▶ _Dataset entries_

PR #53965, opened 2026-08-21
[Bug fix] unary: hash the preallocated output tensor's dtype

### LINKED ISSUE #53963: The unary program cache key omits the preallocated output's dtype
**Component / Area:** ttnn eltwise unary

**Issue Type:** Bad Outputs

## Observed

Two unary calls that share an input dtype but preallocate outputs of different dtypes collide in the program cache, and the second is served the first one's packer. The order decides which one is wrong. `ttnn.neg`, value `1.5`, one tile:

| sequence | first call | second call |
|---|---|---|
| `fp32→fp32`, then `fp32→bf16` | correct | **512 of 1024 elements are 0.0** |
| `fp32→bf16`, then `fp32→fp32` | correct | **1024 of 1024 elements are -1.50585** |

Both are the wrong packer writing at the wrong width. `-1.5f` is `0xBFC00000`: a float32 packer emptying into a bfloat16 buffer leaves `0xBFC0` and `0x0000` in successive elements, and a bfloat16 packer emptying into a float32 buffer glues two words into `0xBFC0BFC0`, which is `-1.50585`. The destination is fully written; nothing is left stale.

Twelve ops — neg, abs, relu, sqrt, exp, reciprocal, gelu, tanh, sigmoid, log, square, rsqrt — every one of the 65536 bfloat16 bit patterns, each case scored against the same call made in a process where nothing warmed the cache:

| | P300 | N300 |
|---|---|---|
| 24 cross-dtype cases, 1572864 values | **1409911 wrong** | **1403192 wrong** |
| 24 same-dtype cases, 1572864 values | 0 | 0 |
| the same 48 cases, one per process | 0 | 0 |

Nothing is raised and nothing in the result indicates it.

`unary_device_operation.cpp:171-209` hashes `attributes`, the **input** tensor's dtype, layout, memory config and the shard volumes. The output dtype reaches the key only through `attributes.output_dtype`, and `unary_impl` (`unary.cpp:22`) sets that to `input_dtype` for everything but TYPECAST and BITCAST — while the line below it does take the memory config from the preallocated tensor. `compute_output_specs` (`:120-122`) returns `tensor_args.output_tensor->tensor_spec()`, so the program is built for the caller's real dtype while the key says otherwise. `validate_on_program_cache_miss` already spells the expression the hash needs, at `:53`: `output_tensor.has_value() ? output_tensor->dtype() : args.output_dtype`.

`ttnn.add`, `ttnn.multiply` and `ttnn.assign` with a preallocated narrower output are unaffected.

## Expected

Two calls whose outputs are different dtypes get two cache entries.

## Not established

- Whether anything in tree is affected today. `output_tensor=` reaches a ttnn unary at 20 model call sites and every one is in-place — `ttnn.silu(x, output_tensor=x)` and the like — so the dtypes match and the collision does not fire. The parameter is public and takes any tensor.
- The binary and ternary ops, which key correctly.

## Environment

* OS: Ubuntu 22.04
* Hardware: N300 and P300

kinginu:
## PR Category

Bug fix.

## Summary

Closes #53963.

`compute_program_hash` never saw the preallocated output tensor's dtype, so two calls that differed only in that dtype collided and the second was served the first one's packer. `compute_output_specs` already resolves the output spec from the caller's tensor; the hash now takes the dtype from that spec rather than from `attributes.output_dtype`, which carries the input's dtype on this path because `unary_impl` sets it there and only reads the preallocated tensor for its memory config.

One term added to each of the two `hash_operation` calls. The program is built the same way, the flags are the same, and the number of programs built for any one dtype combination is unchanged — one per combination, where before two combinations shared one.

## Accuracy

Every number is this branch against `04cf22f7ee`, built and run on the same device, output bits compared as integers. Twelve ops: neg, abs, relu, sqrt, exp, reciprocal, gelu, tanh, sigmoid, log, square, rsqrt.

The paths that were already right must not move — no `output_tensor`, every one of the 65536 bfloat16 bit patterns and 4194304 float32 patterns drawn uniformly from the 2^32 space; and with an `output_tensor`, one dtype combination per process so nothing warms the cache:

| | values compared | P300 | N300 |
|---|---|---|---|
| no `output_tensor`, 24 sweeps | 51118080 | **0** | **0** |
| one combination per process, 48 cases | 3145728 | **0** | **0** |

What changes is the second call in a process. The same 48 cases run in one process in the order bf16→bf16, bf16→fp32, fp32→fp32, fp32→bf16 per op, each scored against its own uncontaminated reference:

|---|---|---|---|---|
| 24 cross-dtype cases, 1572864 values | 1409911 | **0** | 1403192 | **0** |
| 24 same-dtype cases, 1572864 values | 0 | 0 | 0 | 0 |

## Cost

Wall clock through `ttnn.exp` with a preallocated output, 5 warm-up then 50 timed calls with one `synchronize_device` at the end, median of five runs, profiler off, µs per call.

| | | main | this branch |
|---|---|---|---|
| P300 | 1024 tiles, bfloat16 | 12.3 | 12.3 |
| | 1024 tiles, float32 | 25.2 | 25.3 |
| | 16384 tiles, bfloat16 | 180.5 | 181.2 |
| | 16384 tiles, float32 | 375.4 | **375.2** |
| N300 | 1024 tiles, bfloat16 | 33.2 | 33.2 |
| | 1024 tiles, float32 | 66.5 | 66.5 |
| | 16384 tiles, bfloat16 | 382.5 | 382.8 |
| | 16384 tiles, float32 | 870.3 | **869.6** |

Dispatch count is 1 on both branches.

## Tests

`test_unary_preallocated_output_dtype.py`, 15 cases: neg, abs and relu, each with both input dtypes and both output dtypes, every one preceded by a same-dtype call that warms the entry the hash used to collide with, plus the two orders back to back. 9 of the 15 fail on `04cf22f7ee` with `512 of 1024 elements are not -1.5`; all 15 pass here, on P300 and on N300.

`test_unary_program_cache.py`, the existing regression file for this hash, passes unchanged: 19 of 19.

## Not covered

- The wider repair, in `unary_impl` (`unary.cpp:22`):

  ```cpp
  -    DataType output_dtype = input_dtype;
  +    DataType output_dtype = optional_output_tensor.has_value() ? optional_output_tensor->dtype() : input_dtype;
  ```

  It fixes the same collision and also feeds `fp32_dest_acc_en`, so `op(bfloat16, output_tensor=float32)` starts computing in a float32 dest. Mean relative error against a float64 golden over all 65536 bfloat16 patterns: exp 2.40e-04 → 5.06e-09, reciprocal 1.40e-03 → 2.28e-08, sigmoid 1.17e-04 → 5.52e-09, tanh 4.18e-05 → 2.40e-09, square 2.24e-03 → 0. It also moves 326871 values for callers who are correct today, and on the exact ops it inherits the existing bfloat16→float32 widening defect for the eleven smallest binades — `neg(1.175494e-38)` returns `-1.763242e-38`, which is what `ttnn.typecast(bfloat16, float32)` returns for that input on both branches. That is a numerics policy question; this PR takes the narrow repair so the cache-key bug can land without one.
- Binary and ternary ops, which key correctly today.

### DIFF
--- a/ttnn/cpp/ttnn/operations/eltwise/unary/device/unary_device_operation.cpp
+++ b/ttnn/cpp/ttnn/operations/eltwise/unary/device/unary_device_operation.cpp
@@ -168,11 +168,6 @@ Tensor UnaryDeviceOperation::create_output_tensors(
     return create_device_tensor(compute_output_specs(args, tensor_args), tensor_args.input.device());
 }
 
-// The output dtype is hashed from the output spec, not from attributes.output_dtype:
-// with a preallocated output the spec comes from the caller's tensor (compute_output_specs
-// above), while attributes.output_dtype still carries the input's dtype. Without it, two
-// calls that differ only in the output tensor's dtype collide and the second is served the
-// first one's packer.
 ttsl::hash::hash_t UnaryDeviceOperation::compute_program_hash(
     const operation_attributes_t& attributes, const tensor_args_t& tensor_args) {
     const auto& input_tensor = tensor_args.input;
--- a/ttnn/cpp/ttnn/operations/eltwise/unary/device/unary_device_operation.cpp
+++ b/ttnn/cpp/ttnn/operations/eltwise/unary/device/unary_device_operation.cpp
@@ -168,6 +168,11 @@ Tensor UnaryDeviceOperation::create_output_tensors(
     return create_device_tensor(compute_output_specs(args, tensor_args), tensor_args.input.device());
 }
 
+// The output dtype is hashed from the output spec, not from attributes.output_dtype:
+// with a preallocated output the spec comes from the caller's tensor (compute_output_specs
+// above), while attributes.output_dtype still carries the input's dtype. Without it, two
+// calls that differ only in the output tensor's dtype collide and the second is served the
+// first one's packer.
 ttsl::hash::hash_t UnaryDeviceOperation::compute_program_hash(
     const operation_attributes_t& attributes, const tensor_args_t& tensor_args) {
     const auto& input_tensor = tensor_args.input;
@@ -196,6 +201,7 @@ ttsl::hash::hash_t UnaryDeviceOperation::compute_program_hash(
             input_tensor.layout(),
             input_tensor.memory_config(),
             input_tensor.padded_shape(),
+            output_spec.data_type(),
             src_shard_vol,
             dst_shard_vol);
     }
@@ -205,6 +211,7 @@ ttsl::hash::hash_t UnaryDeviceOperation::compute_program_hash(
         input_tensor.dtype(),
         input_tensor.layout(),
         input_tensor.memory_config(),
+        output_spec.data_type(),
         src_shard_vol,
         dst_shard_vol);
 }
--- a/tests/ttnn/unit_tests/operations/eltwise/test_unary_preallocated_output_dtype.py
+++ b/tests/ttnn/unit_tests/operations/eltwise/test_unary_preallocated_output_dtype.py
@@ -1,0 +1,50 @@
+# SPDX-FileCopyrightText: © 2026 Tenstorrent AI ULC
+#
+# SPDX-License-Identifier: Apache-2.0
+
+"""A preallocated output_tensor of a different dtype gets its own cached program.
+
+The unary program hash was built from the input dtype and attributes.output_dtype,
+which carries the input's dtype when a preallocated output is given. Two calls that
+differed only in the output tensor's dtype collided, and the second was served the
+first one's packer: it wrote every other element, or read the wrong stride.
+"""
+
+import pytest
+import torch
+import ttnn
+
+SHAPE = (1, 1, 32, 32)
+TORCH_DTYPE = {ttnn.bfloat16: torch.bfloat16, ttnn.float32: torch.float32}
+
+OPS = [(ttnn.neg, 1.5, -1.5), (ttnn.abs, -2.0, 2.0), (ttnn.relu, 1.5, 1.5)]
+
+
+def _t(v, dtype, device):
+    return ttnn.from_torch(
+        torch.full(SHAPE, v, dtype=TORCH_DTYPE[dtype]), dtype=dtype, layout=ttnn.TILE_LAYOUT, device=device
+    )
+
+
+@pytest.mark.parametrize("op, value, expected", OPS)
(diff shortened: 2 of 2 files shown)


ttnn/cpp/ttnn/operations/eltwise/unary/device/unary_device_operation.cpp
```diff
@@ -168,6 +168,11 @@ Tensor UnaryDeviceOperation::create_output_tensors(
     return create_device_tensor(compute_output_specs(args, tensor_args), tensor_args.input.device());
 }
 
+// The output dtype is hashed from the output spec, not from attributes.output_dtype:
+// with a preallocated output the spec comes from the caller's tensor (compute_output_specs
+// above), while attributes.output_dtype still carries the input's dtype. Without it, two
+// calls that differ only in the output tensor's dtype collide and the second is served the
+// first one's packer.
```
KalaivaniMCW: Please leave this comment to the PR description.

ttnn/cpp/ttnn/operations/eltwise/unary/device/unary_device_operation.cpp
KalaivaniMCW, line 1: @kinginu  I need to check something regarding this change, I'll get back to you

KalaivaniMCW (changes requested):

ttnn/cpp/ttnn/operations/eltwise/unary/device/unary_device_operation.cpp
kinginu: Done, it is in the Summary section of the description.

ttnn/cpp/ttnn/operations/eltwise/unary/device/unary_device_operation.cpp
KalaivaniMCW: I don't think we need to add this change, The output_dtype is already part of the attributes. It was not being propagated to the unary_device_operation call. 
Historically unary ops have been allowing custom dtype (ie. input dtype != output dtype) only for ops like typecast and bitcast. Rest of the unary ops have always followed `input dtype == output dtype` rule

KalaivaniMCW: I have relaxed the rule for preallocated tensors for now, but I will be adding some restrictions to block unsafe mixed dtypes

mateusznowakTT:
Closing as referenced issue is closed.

▶ _TASK STATEMENT_
Word for word, repeat the data from its first line through the line with "are -1.50585** |", including both of those lines and no others.

▶ _RESULT OF THIS TASK_
PR #53965, opened 2026-08-21
[Bug fix] unary: hash the preallocated output tensor's dtype

### LINKED ISSUE #53963: The unary program cache key omits the preallocated output's dtype
**Component / Area:** ttnn eltwise unary

**Issue Type:** Bad Outputs

## Observed

Two unary calls that share an input dtype but preallocate outputs of different dtypes collide in the program cache, and the second is served the first one's packer. The order decides which one is wrong. `ttnn.neg`, value `1.5`, one tile:

| sequence | first call | second call |
|---|---|---|
| `fp32→fp32`, then `fp32→bf16` | correct | **512 of 1024 elements are 0.0** |
| `fp32→bf16`, then `fp32→fp32` | correct | **1024 of 1024 elements are -1.50585** |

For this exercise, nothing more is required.